Cops Still on the Hook for Alleged Teen Beating

     (CN) – Pennsylvania police may be liable for allegedly tackling a shirtless 19-year-old from behind and repeatedly beating him in the head and face with a flashlight, a federal judge ruled.
     Kevin Wilson and Julius Bradley sued the City of Chester, its housing authority and three police officers in August 2010 over an incident that occurred on Oct. 9, 2009.
     Bradley’s claims were dismissed this past June, and the housing authority and one of the officers were dismissed as defendants according to an agreement among parties.
     The pair had allegedly left a dance at the Leake Recreation Center around 11 p.m. when Wilson, then 19, noticed two police cars driving toward him and his group of about 20 friends.
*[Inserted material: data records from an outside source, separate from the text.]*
PR #2260, opened 2026-06-15
Fix copy-to-clipboard buttons silently failing in web-app over HTTP

### LINKED ISSUE #2259: Copy-to-clipboard buttons silently fail in web-app served over HTTP
### Platform

Linux/Ubuntu

### Lemonade Version

10.7.0

### GPU / APU Model

AMD Ryzen AI MAX+ 395

### Component

Desktop App / UI

### Bug Description

Copy-to-clipboard buttons in the web-app UI silently fail when the page is served via `lemond`'s HTTP server (non-HTTPS context). `navigator.clipboard.writeText()` requires a secure context (HTTPS or localhost) and throws without user-visible feedback when accessed over plain HTTP.

The root cause is that the `window.api` mock injected by `server.cpp` lacks a `writeClipboard` method. The utility function `clipboardUtils.ts` falls through to `navigator.clipboard.writeText()`, which fails in non-secure contexts. The three affected buttons are:

- "Copy model name" in Model Options modal
- "Copy code block" in chat messages
- "Copy action" in Backend manager

### Steps to Reproduce

1. Build and start `lemond` with the web-app enabled (default).
2. Open `http://<host>:<port>/app/` in a browser (plain HTTP, not HTTPS, not localhost).
3. Navigate to "Models", open a model's options, click "Copy model name".  
   -> Nothing happens, no visual feedback.
4. Similarly test code-block copy in chat and backend action copy.

**Expected:** The text is copied to the clipboard, and the button shows a checkmark for 2 seconds.

**Actual:** No visual feedback; error logged silently to console: `Failed to copy model name:` / `"Clipboard API not available"`.

### Log Output

```shell

```

### Additional Context

The `writeClipboard` mock was present in the Electron version (commit `7d8804d8`) but was not ported to the C++-injected mock when the app migrated from Electron to Tauri (`77220b9b`).

blackdeathdrow:
Closes #2259

**Problem:** Copy-to-clipboard buttons in the web-app silently fail when served via `lemond`'s HTTP server (non-HTTPS). `navigator.clipboard.writeText()` requires a secure context (HTTPS/localhost) and throws without user-visible feedback on plain HTTP.

The `window.api` mock injected by `server.cpp` lacked a `writeClipboard` method, so `clipboardUtils.ts` fell through to `navigator.clipboard.writeText()` - which fails in non-secure contexts. This affected all three copy buttons:

- "Copy model name" in Model Options modal
- "Copy code block" in chat messages  
- "Copy action" in Backend manager

**Fix (2 files):**

1. **`src/cpp/server/server.cpp`** - Added `writeClipboard` to the injected `window.api` mock. It tries the modern Clipboard API first, with a fallback to `document.execCommand('copy')` via a hidden `<textarea>` (best-effort fallback, no HTTPS required).

2. **`src/app/src/renderer/utils/clipboardUtils.ts`** - Added the same `execCommand` fallback for any context where `window.api?.writeClipboard` is unavailable (defense in depth).

**Root cause:** The `writeClipboard` mock existed in the old Electron version (commit `7d8804d8`) but was never ported to the C++ mock injected by `server.cpp` when the app migrated from Electron to Tauri (`77220b9b`).

### DIFF
--- a/src/app/src/renderer/utils/clipboardUtils.ts
+++ b/src/app/src/renderer/utils/clipboardUtils.ts
@@ -1,23 +1,31 @@
-function legacyCopy(text: string): Promise<void> {
+function legacyCopy(text: string): void {
   const ta = document.createElement('textarea');
-  ta.value = text;
+  ta.value = String(text);
+  ta.setAttribute('readonly', '');
   ta.style.position = 'fixed';
-  ta.style.opacity = '0';
-  ta.style.pointerEvents = 'none';
+  ta.style.left = '-9999px';
   document.body.appendChild(ta);
-  ta.select();
-  document.execCommand('copy');
-  document.body.removeChild(ta);
-  return Promise.resolve();
+  try {
+    ta.select();
+    if (!document.execCommand('copy')) {
+      throw new Error('Legacy clipboard copy failed');
+    }
+  } finally {
+    document.body.removeChild(ta);
+  }
 }
 
 export async function writeClipboard(text: string): Promise<void> {
   if (window.api?.writeClipboard) {
     return window.api.writeClipboard(text);
   }
-  try {
-    return await navigator.clipboard.writeText(text);
-  } catch {
-    legacyCopy(text);
+  if (navigator.clipboard) {
+    try {
+      await navigator.clipboard.writeText(text);
+      return;
+    } catch {
+      // Ignore clipboard errors and fall back to legacy method
+    }
   }
+  legacyCopy(text);
 }
--- a/src/app/src/renderer/utils/clipboardUtils.ts
+++ b/src/app/src/renderer/utils/clipboardUtils.ts
@@ -1,7 +1,23 @@
+function legacyCopy(text: string): Promise<void> {
+  const ta = document.createElement('textarea');
+  ta.value = text;
+  ta.style.position = 'fixed';
+  ta.style.opacity = '0';
+  ta.style.pointerEvents = 'none';
+  document.body.appendChild(ta);
+  ta.select();
+  document.execCommand('copy');
+  document.body.removeChild(ta);
+  return Promise.resolve();
+}
+
 export async function writeClipboard(text: string): Promise<void> {
   if (window.api?.writeClipboard) {
-    await window.api.writeClipboard(text);
-  } else {
-    await navigator.clipboard.writeText(text);
+    return window.api.writeClipboard(text);
+  }
+  try {
+    return await navigator.clipboard.writeText(text);
+  } catch {
+    legacyCopy(text);
   }
 }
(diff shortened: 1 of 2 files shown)


src/app/src/renderer/utils/clipboardUtils.ts
fl0rianr, line 1: This fallback should check the return value of document.execCommand('copy').

Right now legacyCopy() resolves successfully even if the browser returns false, which means the command was unsupported or disabled. That would make the UI show the copied/checkmark state even though nothing was copied — effectively preserving the same class of silent/false-success clipboard bug this PR is trying to fix.

Could we make the fallback throw when execCommand('copy') returns false, and keep the textarea cleanup in a `finally` block?

Something like:

```ts
function legacyCopy(text: string): void {
  const ta = document.createElement('textarea');
  ta.value = String(text);
  ta.setAttribute('readonly', '');
  ta.style.position = 'fixed';
  ta.style.left = '-9999px';

  document.body.appendChild(ta);
  try {
    ta.focus();
    ta.select();

    if (!document.execCommand('copy')) {
      throw new Error('Legacy clipboard copy failed');
    }
  } finally {
    document.body.removeChild(ta);
  }
}
```
That way callers only show success feedback when one of the copy paths actually reports success.

src/cpp/server/server.cpp
fl0rianr, line 1: Same concern here as in clipboardUtils.ts: the injected web mock should not resolve successfully when the legacy copy path failed.

document.execCommand('copy') returns `false` when the command is unsupported or disabled, so ignoring that return value can make window.api.writeClipboard() report success while nothing was copied. Since the renderer relies on this promise to decide whether to show success feedback, please check the boolean result and throw on failure.

Also please move removeChild() into a `finally` block so a thrown copy failure does not leave the hidden textarea in the DOM.

fl0rianr (changes requested):
Nice you are working on this and the change is constrained.

I would avoid saying that the execCommand('copy') fallback “works in all browsers, no HTTPS required.” It is deprecated/non-standard and browser behavior around clipboard commands varies.

Maybe phrase this as a best-effort fallback for environments where legacy copy is still supported, and include the browsers/contexts that were manually tested.

Apart from that nitty point found something more blocking:

src/app/src/renderer/utils/clipboardUtils.ts
blackdeathdrow: You're right, thanks for the notes! I've fixed the fallback by checking the execCommand return value and adding the finally block as suggested. I also included a check for navigator.clipboard.

src/cpp/server/server.cpp
blackdeathdrow: Fixed this one too.

blackdeathdrow:
Tested over a local network — the fallback triggers and copies the text in Chrome, Edge, and Firefox.

fl0rianr (approved):
Thanks for the adaption. With current main code me might have a change to run through CI... let's see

     While an officer began speaking with Wilson’s cousin, Wilson continued walking — until Officer Joshua Dewees suddenly tackled him from behind, according to the federal complaint.
     Dewees insisted that Wilson and his friends had been “ripping their shirts off, swinging them around and using foul language” to rile up the crowd, and that Wilson elbowed his face.
     But Wilson said he never touched Dewees, who “bounced” him off of an approaching cop car and then beat his head and face with a 15-inch metal flashlight while two other officers held him back, Wilson testified.
     Though Wilson tried to surrender, the officers allegedly picked him up from his knees and struck him twice more. Dewees then handcuffed Wilson, placed him face down on a police car trunk and demanded that he wipe up his blood with his shirt, Wilson testified.
     Wilson said his requests for medical attention were ignored for 22 hours, and after his mother posted bail and took him home, he blacked out and was later diagnosed with a concussion.
     As a result, Wilson had to see a psychologist for about four months and continues to have headaches and fear flashlights and people coming near, he claimed.
     Dewees charged Wilson with disorderly conduct, harassment, resisting arrest, failure of disorderly persons to disperse upon official order, aggravated assault, simple assault and recklessly endangering another person. The affidavit makes no mention of a flashlight.
     A state judge dismissed all charges against Wilson about six months later.
     On July 8, U.S. District Judge R. Barclay Surrick dismissed all but Wilson’s claims against Officer David Brockway and Dewees for excessive force under the Fourth Amendment, false arrest, false imprisonment, assault and battery, malicious prosecution under state and federal law, and emotional distress.
     Claims against a third officer, Edward Corangi, and the housing authority were dismissed with prejudice under a deal they struck with the plaintiffs.
     Brockway, who said he helped make the arrest after seeing “an arm fly,” moved for summary judgment, and Dewees moved for partial summary judgment.
     Judge Surrick partially denied the motions earlier this month, tossing aside Dewees’ reliance on the fact that the dance crowd was “hyper” and that Wilson had drunk two beers at the dance.
     “Nowhere in the record is there any statement that plaintiff was acting at all intoxicated,” Surrick wrote, declining to dismiss the false arrest and imprisonment claims.
     The judge later added: “Plaintiff simply crossing at an intersection does not provide probable cause to justify Officer Dewees’s stop and seizure of plaintiff.”
     Though Wilson did not identify Brockway in court, his excessive force claims survived.
     “If we are to accept plaintiff’s testimony, which we must for purposes of this motion, we are satisfied that a jury may find Officer Brockway’s involvement in the arrest of plaintiff unlawful,” Surrick wrote.
     However, the judge dismissed the claims for malicious prosecution against Brockway and for emotional distress against both officers.
     Trial was set to begin Oct. 15.